- [Task] Look through the material below and say how many of its lines carry the string "quite". Only the number should be given.

- [Data under study]
PR #828, opened 2018-11-30
Avoid nested functions

dscho:
It was reported to the oss-security mailing list in
https://seclists.org/oss-sec/2018/q4/82 that GCC 7 and 8 have known
issues generating code for nested functions, essentially voiding any
Data Execution Protection (DEP).

As it is unclear how quickly GCC can be fixed, let's just avoid the
nested functions altogether.

See https://github.com/git-for-windows/git/issues/1725 for the discussion on the Git for Windows issue tracker that triggered my working on this PR.

Note: this patch mainly moves the nested functions out of their previous
host function, if necessary adds a suffix to the function name, and in
several cases declares structures to be passed via the `lParam` argument
of the `Enum*()` functions, to retain access to the local variables of
the former host function.

Note, too, that trailing whitespace was preserved faithfully when moving
and de-indenting the code.

Also please note that this patch does *not* care about code that is not
compiled because it is hidden behind `#if ... #endif` guards.

Signed-off-by: Johannes Schindelin <johannes.schindelin@gmx.de>

### DIFF
--- a/src/config.c
+++ b/src/config.c
@@ -2471,44 +2471,47 @@ font_size_handler(control *ctrl, int event)
   }
 }
 
-void
-list_fonts(bool report)
+struct data_fontenum {
+  HDC dc;
+  bool report, initial;
+};
+
+static int CALLBACK
+fontenum(const ENUMLOGFONTW *lpelf, const NEWTEXTMETRICW *lpntm, DWORD fontType, LPARAM lParam)
 {
-  HDC dc = GetDC(0);
+  const LOGFONTW * lfp = &lpelf->elfLogFont;
+  struct data_fontenum *data = (struct data_fontenum *)lParam;
+  (void)lpntm, (void)fontType;
 
-  int CALLBACK fontenum(const ENUMLOGFONTW *lpelf, const NEWTEXTMETRICW *lpntm, DWORD fontType, LPARAM lParam)
-  {
-    const LOGFONTW * lfp = &lpelf->elfLogFont;
-    (void)lpntm, (void)fontType;
+  if (data->initial) {
+    data->initial = 0;
+    if ((lfp->lfPitchAndFamily & 3) == FIXED_PITCH && !lfp->lfCharSet)
+      EnumFontFamiliesW(data->dc, lfp->lfFaceName, (FONTENUMPROCW)fontenum, (LPARAM)data);
+  }
+  else if (!lfp->lfItalic && !lfp->lfCharSet) {
+    if (lfp->lfFaceName[0] == '@')
+      // skip vertical font families
+      return 1;
 
-    if (lParam) {
-      if ((lfp->lfPitchAndFamily & 3) == FIXED_PITCH && !lfp->lfCharSet)
-        EnumFontFamiliesW(dc, lfp->lfFaceName, (FONTENUMPROCW)fontenum, 0);
-    }
-    else if (!lfp->lfItalic && !lfp->lfCharSet) {
-      if (lfp->lfFaceName[0] == '@')
-        // skip vertical font families
-        return 1;
-
-      wchar * tagsplit(wchar * fn, wstring style)
-      {
+    wchar * tagsplit(wchar * fn, wstring style)
+    {
 #if CYGWIN_VERSION_API_MINOR >= 74
-        wchar * tag = wcsstr(fn, style);
-        if (tag) {
-          int n = wcslen(style);
-          if (tag[n] <= ' ' && tag != fn && tag[-1] == ' ') {
-            tag[-1] = 0;
-            tag[n] = 0;
-            return tag;
-          }
+      wchar * tag = wcsstr(fn, style);
+      if (tag) {
+        int n = wcslen(style);
+        if (tag[n] <= ' ' && tag != fn && tag[-1] == ' ') {
+          tag[-1] = 0;
+          tag[n] = 0;
+          return tag;
         }
-#else
-        (void)fn; (void)style;
-#endif
-        return 0;
       }
+#else
+      (void)fn; (void)style;
+#endif
+      return 0;
+    }
 
-      /**
+    /**
 	Courier|
 	FreeMono|Medium
 	Inconsolata|Medium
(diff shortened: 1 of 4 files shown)


mintty:
There are lots of nested functions (and some very small ones) in win_key_down (wininput.c) which you didn't touch. (And, for the records, while I added some nested functions especially for enumerations and a few other ones, I did not put those in, they were already in use before I adopted mintty, maybe even since putty times (to be checked).)
Did you check it's not needed to move those out? Is their handling by gcc any different from other nested functions? Is there a simple way to check this (other than checking the compiled assembly code)?

dscho:
I identified the code paths that needed to be changed by compiling with `-Werror=trampolines`, as suggested on the oss-security list. With this patch, it compiles clean.

Maybe not *all* nested functions are handled via trampolines?

dscho:
Oh, for the record, this is the gcc version I used (MSYS2):

```
$ /usr/bin/gcc --version
gcc (GCC) 7.3.0
[...]
```

Biswa96:
One query. The issue is in GCC 7 and 8. Shouldn't GCC programmers fix their code instead of others?

dscho:
@Biswa96 this was discussed over at the Git for Windows ticket.

Yes, you are right, in an ideal world.

Practically, it will take time, especially to convince the GCC developers who lived with that design for over 15 years and even warned about the DEP ramifications of using trampolines. It will take even more time to get this into a GCC release. And then MSYS2 upgraded to said GCC release.

I do not want to force Git for Windows' users to wait that long. I really don't.

dscho:
@mintty anything more you need from my side?

Biswa96:
BTW, the nested functions becomes a feature of GCC. https://gcc.gnu.org/onlinedocs/gccint/Trampolines.html

mintty:
@Biswa96: compiling mintty with `make CCOPT="-fno-trampolines -Wtrampolines"` still raises the error.

mintty:
@dscho: Apparently, trampolines are only used if the nested functions accesses local data of the embedding function. The reason may be that in this case, the trampoline mechanism (assumedly similar to what is called closure elsewhere...) would achieve that the nested function can even still be used after the embedding function returned. This is, however, not needed in most use cases. On the other hand, for a C compiler, it may be hard or impossible to determine the difference.
Taking a look at win_synctabs (winmain.c line 828): If I copy the parameter initially:
```
static int _level;
_level = level;
```
and then a few lines further down, inside the nested function, refer to _level rather than level, it works without trampoline.
Maybe this leads a way to achieve our goal with more moderate modifications. I'll check your patch.

dscho:
@mintty did you mean to direct that `CCOPT` comment to me?

dscho:
> If I copy the parameter initially:
> 
> ```
> static int _level;
> _level = level;
> ```
> 
> and then a few lines further down, inside the nested function, refer to _level rather than level, it works without trampoline.

Of course, because then `_level` is not a local variable, but a `static` one.

I tried to avoid that because I am so not familiar with the source code and therefore have no idea where there might be multi-threading pitfalls lurking around the corner. The way I converted it is the way that the Win32 API is used elsewhere, building on the tradition of C compilers without nested functions ;-)

So while I believe you that you could come up with a more minimal patch that would appear to work, I would argue that it is a lot easier to reason about the correctness of the patch if it keeps the scope of the variables (mostly) intact: rather than replacing function-local variables by file-local ones, the current approach replaces them by fields in a struct that is passed from function to function to function.

I hope that you take this argument to heart. In the past you have been a bit Teflon about my arguments, and it did not really help our interaction.

mintty:
The CCOPT comment was addressed to @Biswa96, saying that I checked the -fno-trampolines option and it did not help.
Don't worry, although the other issue is closed now, I see the use case for this change and it's not about any dark areas of Windows APIs which had made me cautious about changes, not reluctant to arguments in a former case. Will need a few days of course. And actually, I guess we share a bit the traditional rule to never change a running system, considering also the wrapper, which could quite easily be fixed for the -w max issue...

dscho:
> Will need a few days of course.

I would be interested in getting in a patch on Git for Windows' side early, as we are really close to Git for Windows v2.20.0 (probably sometime early this coming week). So any indication whether you throw out this PR in favor of your changes (that would extend the scope of the variables, opening the code to multi-threading issues) or whether you are inclined to take it, would be helpful in determining what route to take on my side.

> I guess we share a bit the traditional rule to never change a running system

Right. If it is buggy, it is of course not really running, and needs change.

> considering also the wrapper, which could quite easily be fixed for the -w max issue...

Isn't it frustrating how some users raise a wish and then are totally unwilling to lift even their little finger to have their wish fulfilled?

In this instance, I am quite willing to say that this person gets what they want as soon as they show a bit of an eagerness to also do something about it. We're not kindergarten teachers over here, after all, and they are grown-up users, not toddlers.

BrianInglis:
Unless you intend to permanently remove function nesting, which you may think a good approach, you may want to branch the unnested functions, so that the nested functions may later be regression tested, when the compiler bugs are said to be fixed. 
Not that I am against adding generalized call by name to C, as long as they also add the full generality of e.g. lists of anonymous constant values assigned sequentially to the index variable in for loops, and the other resulting niceties such as compiler-supported coroutines, continuations, and closures. ;^>

mintty:
I am inclined to take the patch, and maybe tweak it a bit in a post-merge commit, and check that soon.
However, there is some other ongoing work on mintty before it will be ready for a release again (Options dialog...). Trying to get that done within next week.

mintty:
@BrianInglis, the plan is to remove only those nested functions that lead to "trampolines". While I don't really like to be forced to such flattened design, it's only about a few functions, and I don't like branching at all.

mintty:
Almost done with checking.
There was a mistake in config.c, where the flag should actually not indicate the “initial” call but the recursion level, so the font set with options -o FontMenu=0 (built-in font menu) or -Rf (font listing) would become wrong; fixed.
And I folded some functions back in (also as preferred by @BrianInglis...) after the analysis that it's not the nesting that causes trampolines but the usage of outer local data.

Reverted some functions that do not generate a trampoline:
winmain:sort_tabinfo/comp_tabinfo
winmain:update_tab_titles

Reverted some functions, keeping the change to pass on the parameter, 
so then they do not generate a trampoline anymore:
winmain:refresh_tab_titles
winmain:win_synctabs
winmain:get_monitor_info (parameter struct)
winmain:search_monitors (parameter struct)
wintext:findFraktur

Last (and biggest) change to be checked is adjust_font_weights, which I think I'll leave unfolded.

I can still do this as a merge-commit sequence if you prefer, or as a direct commit with a much smaller change footprint, as you like.

shoelzer:
@mintty Thanks for addressing this quickly. I just want to highlight one thing: [A comment on the Git for Windows issue](https://github.com/git-for-windows/git/issues/1725#issuecomment-443019983) noted that GCC can be configured to error when it would generate code that requires executable stack. Doing so would guarantee that all problematic functions are found and fixed in this commit, and also prevent future regressions. Enable this with `-Werror=trampoline`.

dscho:
> I can still do this as a merge-commit sequence if you prefer, or as a direct commit with a much smaller change footprint, as you like.

Why don't you force-push my branch?

mintty:
@shoelzer: done that already.
@dscho: because I've never done such a thing, being a minimalistic git user. I'll pull this and then update.

Biswa96:
@mintty Another query. You've added `ifneq ($(platform), msys)`. Shouldn't that code check "if the compiler is gcc" instead of "if the platform is msys"? May help: https://stackoverflow.com/a/28166605

mintty:
I could have checked the gcc version instead. This is simply to disable the option on an old system (which is still supported out of nostalgia) which does not yet have it.

mintty:
Released 2.9.5.

PR #841, opened 2019-01-10
Create .gitignore

Biswa96:
Add .gitignore file to mamage git folder easily. With this file `git add` will ignore the binary files. Hence developers can build mintty in cloned folder.


mintty:
Sorry, I'm not in favour of such a paradigm. There is no need to exclude anything from git add if you add only files that shall be added. Something like "git add *" is a bad idea anyway.

Biswa96:
OK, as you wish.

PR #844, opened 2019-01-29
Updated Spanish translation

jsanjose:
I've updated the Spanish translation for the latest version.


mintty:
Gracias.
Just a comment:
  msgid "&Shift"
- msgstr ""
+ msgstr "&Shift"
would not be needed, as identity is the default transformation.

PR #864, opened 2019-04-01
fix typo

srlehn:


mintty:
Thanks for caring, but that was actually on purpose, see https://www.dictionary.com/browse/role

- [Output below] 3